In Australia government-funded projects are working towards a standardized approach to outcome reporting in maternity-related practice and research to improve data-synthesis and outcomes for women and their babies. Our findings offer important evidence and recommendations to support standardization.
Strengths and limitations
Despite our best efforts, our findings do have some limitations. Our study included a cohort of women from one Australian birthing facility and identified a low prevalence of women with probable major depression during pregnancy (around 2%) and postpartum (around 6%) which contributes to a less precise measure. While our prevalence rates are slightly less than those reported by Gaynes et al., [51] during pregnancy (3.1–4.9%), our findings are comparable to postpartum rates (1.0–5.9%). Recruiting larger, more diverse samples would improve precision of the prevalence estimate and generalizability of findings. We used the EPDS as the reference standard rather than a clinical diagnosis of depression which would generally be considered gold standard. However, the aim here was to evaluate the PHQ-2 against the EPDS as would occur in real-life clinical practice using the ICHOM core outcome set and not to diagnose depression. Our findings were however strengthened by the comprehensive nature of our analysis which included using two case-identification methods over four time-points. Further, we applied widely-accepted EPDS cut-points to denote both probable major depression and at least probable minor depression.
Conclusions
ICHOM recommend the PHQ-2 to screen women using a scoring method at a defined cut-point.
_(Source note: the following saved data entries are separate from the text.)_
PR #625, opened 2023-08-11
feat(auth/github_packages): support setting GITHUB_TOKEN

jaredallard:
Currently, you can manually specify `GITHUB_TOKEN` for `auth/github` but
not for `auth/github_packages`. While, I would like to make calling
`auth/github` just a requirement for `auth/github_packages`, that seems
breaking. So, instead, we just match the behaviour of `auth/github` and
allow using `GITHUB_TOKEN` if set.

This is useful for repos that manually use pieces of devbase (for
example, Outreach's flagship) that may not have things like Go installed
yet.

### DIFF
--- a/shell/ci/auth/github_packages.sh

The recommended method has been shown to be inadequate as a probable perinatal depression case-identification method using the EPDS as the reference standard. To optimise the number of women identified as ‘at-risk’ in clinical practice, we recommend a dichotomous two-item case-identification method which is consistent with recommendations of international guidelines [7] and has been shown to be acceptable to women [48]. Further, to address the current confusion surrounding the use and reporting of the case-identification method [27, 28], we recommend the use of the Whooley Questions rather than the PHQ-2. The use and reporting of consistent question wording and response format will improve future outcome reporting and synthesis.